Cryptocurrencies: A New Alternative to the Dollar in Bolivia? | Criptomonedas: ¿la nueva alternativa al dólar en Bolivia?

By El Deber:

El uso de criptomonedas crece en Bolivia

The use of cryptocurrencies is growing in Bolivia

Until 2024, the use of cryptocurrencies in Bolivia was explicitly restricted due to concerns about their instability and use in illicit activities, limiting their circulation and development in the country. A Bolivian expert analyzes the situation in Bolivia.

With the increasing use of cryptocurrencies in Bolivia as an alternative to the dollar and in light of the shortage of foreign currency in the traditional financial system, it becomes necessary to analyze the challenges and opportunities presented by this trend. While crypto assets offer advantages such as agility in international transactions and decentralization, they also entail significant risks that must be addressed through clear policies, financial education, and technological development. In this context, strategic proposals are being considered to build a safer, regulated, and sustainable crypto ecosystem in the country.

According to economist and professor at the Universidad Privada Domingo Savio (UPDS), Tito Rojas, until mid-2024, the use of cryptocurrencies in Bolivia was illegal under Resolution No. 044/2014 of the Central Bank of Bolivia (BCB).
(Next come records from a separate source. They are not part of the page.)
PR #492, opened 2025-11-21
Reactivate Cubit testing

isteinbrecher:
This PR reactivates cubit testing. The new license model allows for a single activation. If the activated license is not released, the license can't be re-obtained in about 36 hours. Thus, this PR adds an action that releases the cubit license, which is always run (even on canceled jobs). Also, the performance tests are now run after the test suite, since both require the license.

One case that can still occur is that multiple parallel jobs require the license. For this case there is a mechanism, that it is tried for a certain amount of time to acquire the license until the job is failed.

### DIFF
--- a/.github/actions/cubit_setup/action.yml
+++ b/.github/actions/cubit_setup/action.yml
@@ -10,6 +10,10 @@ inputs:
   cubit_password:
     description: Password to activate cubit
     required: true
+  cubit_activation_timeout:
+    description: Timeout to try cubit activation in seconds
+    required: false
+    default: "300"
 outputs:
   cubit_root:
     description: "Path to the Cubit installation"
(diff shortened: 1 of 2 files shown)


.github/actions/cubit_setup/action.yml
```diff
@@ -10,15 +10,19 @@ inputs:
   cubit_password:
     description: Password to activate cubit
     required: true
+  cubit_activation_timeout:
+    description: Timeout to try cubit activation in seconds
+    required: false
+    default: "300"
```
davidrudlstorfer: Does this value make sense? Our tests take around 5min, so if two are started simultaneously (and more are added afterwards) all fail anyways?

.github/actions/cubit_setup/action.yml
```diff
@@ -37,5 +41,25 @@ runs:
...
+          now=$(date +%s)
+          elapsed=$(( now - start ))
+          if [ $elapsed -ge $timeout ]; then
+            echo "Cubit activation timeout reached after $elapsed seconds."
+            break
+          fi
+
+          # Delay between retries.
+          sleep 5
+        done
```
davidrudlstorfer: This looks a little bit complicated

ChatGPT just suggested something like

```bash
# Activate cubit. Retry login until success or timeout.
timeout="${{ inputs.cubit_activation_timeout }}"
start=$(date +%s)

while :; do
  if $CUBIT_ROOT/bin/rlm_activate --login \
      "${{ inputs.cubit_email }}" "${{ inputs.cubit_password }}"; then
    echo "Cubit activation succeeded."
    break
  fi

  elapsed=$(( $(date +%s) - start ))
  if [ $elapsed -ge $timeout ]; then
    echo "Cubit activation timeout reached after $elapsed seconds."
    break
  fi

  sleep 5
done
```

But I do not really care here 😅

davidrudlstorfer (approved):
Looks really good! Thanks for investing the time to fix the testing!

.github/actions/cubit_setup/action.yml
isteinbrecher: I also got it from ChatGPT, i asked to check that the exit code is equal to 0, I guess that is where the difference comes from.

However, the approval of Resolution No. 082/2024 allowed electronic platforms to operate under certain conditions, enabling the exchange of crypto assets under the supervision of the Financial Investigations Unit (UIF).

Rojas points out that this regulatory change has begun to formalize the market: “A concrete example is CryptoMarket Bolivia, which operated informally and has now started its registration process, adapting its operations to current regulations and offering legally backed services,” the economist explains.
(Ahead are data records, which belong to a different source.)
PR #71, opened 2018-10-09
Adding 'accept' to FileUpload, giving opacity=0 instead of display=none

DanielSchiavini:
This PR makes the 'accept' prop available for the file input field.

Also it changes the styling: With opacity=0 and position=absolute the file input field should not be displayed, but is still be available by using the tab character and clicking on the labels.

### DIFF
--- a/src/stylesheets/_forms.scss
+++ b/src/stylesheets/_forms.scss
@@ -299,6 +299,7 @@
     input {
         position: absolute;
         opacity: 0;
+        left: -9999px;
     }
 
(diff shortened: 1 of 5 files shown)


src/stylesheets/_forms.scss
```diff
@@ -297,7 +297,8 @@
 
 .file-upload {
     input {
-        display: none;
+        position: absolute;
```
woosie10: I would also add `left: -9999px` to move it off screen

PR #72, opened 2018-10-10
Cropping images

DanielSchiavini:
This PR adds the possibility of cropping images to the image upload component.


src/components/input_fields/image_upload_field.tsx
```diff
@@ -17,16 +17,19 @@ export interface ImageUploadFieldProps extends InputFieldProps {
     imageShape?: ImageShape;
 
     /** Called when the field changes */
-    onChangeHandler: (id: string, value: ImageFile) => any;
+    onChangeHandler?: (id: string, value: ImageFile) => any;
 
     /** Called when an image file is read */
-    onReadHandler: (id: string, file: ImageFile, contents: string) => any;
+    onReadHandler?: (id: string, dataURL: string) => any;
```
DanielSchiavini: This is a breaking change. We could keep the file in the state but the clients using this can also do it if necessary. The file.preview is not necessary, you can also use the dataURL given.

ChrisTerBeke: I think it's fine, we use this only in cloud front-ends at the moment (in 3? places).

src/components/image_cropper.tsx
```diff
@@ -0,0 +1,147 @@
...
+
+    /**
+     * The avatar editor requires an integer for size, so we assume the size is either px or rem.
+     * This may need to be replaced by a more complex logic in case we need to support relative sizes.
+     * @param size - The size of the image, including the unit.
+     * @param borderSize - The size of the border, in pixels.
+     * @return The size in pixels.
+     */
+    private _calculateSize(size: string, borderSize: number): number {
+        const sizeScale = size.endsWith("rem") ? 10 : 1;
```
ChrisTerBeke: Nitpick: single quotes. We should add a linter indeed to automate this checking.

ChrisTerBeke:
```suggestion
        const sizeScale = size.endsWith('rem') ? 10 : 1;
```

src/components/image_upload.tsx
```diff
@@ -30,71 +38,101 @@ export interface ImageUploadProps {
...
             const reader = new FileReader();
-            reader.onload = () => onFileRead(file, reader.result as string);
-            reader.onerror = console.error; // TODO
+            reader.onload = () => onFileRead(reader.result as string);
+            reader.onerror = console.error;
             reader.readAsDataURL(file);
         }
+
+        if (allowCropping) {
+            return this.setState({ cropURL: file.preview });
```
ChrisTerBeke: This method has a return type `void`, so either that type or this line should be changed.

src/components/range_slider.tsx
```diff
@@ -0,0 +1,48 @@
...
+        type="range"
+        className={classNames("range-slider", className)}
+        onChange={e => onChange(parseFloat(e.target.value))}
+        min={min}
+        max={max}
+        step={step}
+        defaultValue={value && value.toString()}
+    />;
+
+RangeSlider.displayName = "RangeSlider";
```
ChrisTerBeke: Nitpick: double quotes.

```suggestion
RangeSlider.displayName = 'RangeSlider';
```

ChrisTerBeke:
For me it works fine. Only UX thingy I have is that the image is smaller when cropping, so it's hard to get a good idea of the final result. Maybe we can have the 'grey area' be a bit bigger and leave the image size the same in the form.

src/components/image_cropper.tsx
```diff
@@ -0,0 +1,147 @@
...
+export class ImageCropper extends React.Component<ImageCropperProps, ImageCropperState> {
+    /* The default props */
+    static defaultProps: ImageCropperProps = {
+        shape: 'square',
+        size: '200px',
+        minScale: 1,
+        maxScale: 2.5,
+        scaleStep: 0.1,
+        borderSize: 25,
+        imageURL: '/images/Ultimaker-Resources.jpg', // TODO: Import file instead.
```
woosie10: Why do we need a default for this?

src/components/image_cropper.tsx
```diff
@@ -135,9 +134,7 @@ export class ImageCropper extends React.Component<ImageCropperProps, ImageCroppe
                     value={scale}
                 />
                 {onCropCancel &&
-                    <Button onClickHandler={onCropCancel} style="quiet" shape="pill" className="remove-image">
-                        <CrossIcon size="sm" color="white" />
-                    </Button>
+                    <CloseButton onClickHandler={onCropCancel} color="white"/>
```
DanielSchiavini: nice

src/components/image_upload.tsx
```diff
@@ -50,6 +50,8 @@ export interface ImageUploadState {
     dropActive: boolean;
     /** The URL the user started cropping with. This is used to keep the whole image even then the imageURL changed **/
     cropURL: string | null;
+    /** Whether the component is focused using the keyboard */
+    dropFocus: boolean;
```
DanielSchiavini: nice!

src/stories/form.stories.tsx
```diff
@@ -244,7 +247,7 @@ stories.add('Image upload', withState({ value: null })
                     id="id_8"
                     value={store.state.value}
                     onChangeHandler={(id, value: ImageFile) => store.set({ value: value.preview })}
-                    onReadHandler={action('read')}
+                    onReadHandler={(id, value: string) => store.set({ value })}
```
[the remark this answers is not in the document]
DanielSchiavini: your IDE has an invalid cache, the callback changed

src/components/image_cropper.tsx
DanielSchiavini: we don't

src/components/image_upload.tsx
```diff
@@ -30,81 +38,125 @@ export interface ImageUploadProps {
...
             const reader = new FileReader();
-            reader.onload = () => onFileRead(file, reader.result as string);
-            reader.onerror = console.error; // TODO
+            reader.onload = () => onFileRead(reader.result as string);
+            reader.onerror = console.error;
             reader.readAsDataURL(file);
         }
+
+        if (allowCropping) {
+            return this.setState({ cropURL: file.preview });
```
DanielSchiavini:
```suggestion
            this.setState({ cropURL: file.preview });
```

src/components/image_cropper.tsx
DanielSchiavini:
```suggestion
        imageURL: null,
```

According to BCB data, between June and December 2024, more than 500,000 cryptocurrency transactions were conducted, totaling over 75 million dollars. It is estimated that around 252,000 Bolivians own some form of digital asset, especially in Santa Cruz, where some entrepreneurs have started using stable cryptocurrencies like USDT (Tether) for international transactions.
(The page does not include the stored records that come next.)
PR #73, opened 2018-10-10
Adding min/max width/height to textareas

DanielSchiavini:
as requested in https://docs.google.com/presentation/d/1RAURl-eRmsAZUxA1bNGf2kNidV5BvfNdVs5s5m2OeO4/edit?ts=5bb7216f#slide=id.g43d723e7e9_1_80

### DIFF
--- a/src/components/input_fields/textarea_field.tsx
+++ b/src/components/input_fields/textarea_field.tsx
@@ -3,6 +3,7 @@ import * as React from 'react';
 
 import InputFieldWrapper, {InputFieldProps} from './input_field_wrapper';
 import Textarea from '../textarea';
+import splitTextByNewLine from '../../utils/split_text_by_new_line'
 
 export interface TextareaFieldProps extends InputFieldProps {
     /** The text **/
@@ -47,7 +48,7 @@ class TextareaField extends React.Component<TextareaFieldProps, TextareaFieldSta
         const {id, staticField} = wrapperProps;
         const {touched} = this.state;
         return <InputFieldWrapper touched={touched} inputChildren={children} {...wrapperProps}>{
-            staticField ? value :
+            staticField ? splitTextByNewLine(value) :
             <Textarea
                 id={id}
                 onChangeHandler={this._onChange}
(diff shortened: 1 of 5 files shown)


src/components/input_fields/textarea_field.tsx
```diff
@@ -3,6 +3,7 @@ import * as React from 'react';
 
 import InputFieldWrapper, {InputFieldProps} from './input_field_wrapper';
 import Textarea from '../textarea';
+import splitTextByNewLine from '../../utils/split_text_by_new_line'
```
woosie10: semi-colon

src/components/input_fields/textarea_field.tsx
```diff
@@ -47,7 +48,7 @@ class TextareaField extends React.Component<TextareaFieldProps, TextareaFieldSta
         const {id, staticField} = wrapperProps;
         const {touched} = this.state;
         return <InputFieldWrapper touched={touched} inputChildren={children} {...wrapperProps}>{
-            staticField ? value :
+            staticField ? splitTextByNewLine(value) :
```
woosie10: splitTextByNewLine does not handle empty lines

src/stylesheets/_forms.scss
```diff
@@ -236,7 +236,10 @@
         @extend %input-style;
         vertical-align: top;
         height: auto;
+        min-width: 15rem;
+        max-width: 100%;
         min-height: 9.2rem;
+        max-height: 30rem;
```
woosie10: Lets change this to 100vh instead of 30rem. If it needs to be less in a specific implementation, then it can be done in the css of that application.

src/utils/split_text_by_new_line.tsx
```diff
@@ -6,7 +6,7 @@ import * as React from 'react';
  */
 function splitTextByNewLine(text: string): JSX.Element[] {
     if (text) {
-        return text.split("\n").map((p, i) => <p key={i}>{p}</p>);
+        return text.split("\n").map((p, i) => <p key={i}>{p || "&nbsp;"}</p>);
```
woosie10: This just prints out `&nbsp;` rather than adding a space. Also, we should remove the margin-bottom from the p for the textarea component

Rojas also indicates that even the State has begun incorporating these technologies. “The 2025 General State Budget Law authorizes certain public companies to make payments with cryptocurrencies when there is no access to traditional foreign currency, setting an unprecedented precedent in the region,” he adds.

Risks and the Need for Regulation

Tito Rojas warns that “although cryptocurrencies offer new opportunities, they also pose significant risks if clear regulation and proper financial education are not implemented.” He identifies major threats such as high volatility, the rise of fraudulent schemes, and the lack of institutional mechanisms for consumer protection.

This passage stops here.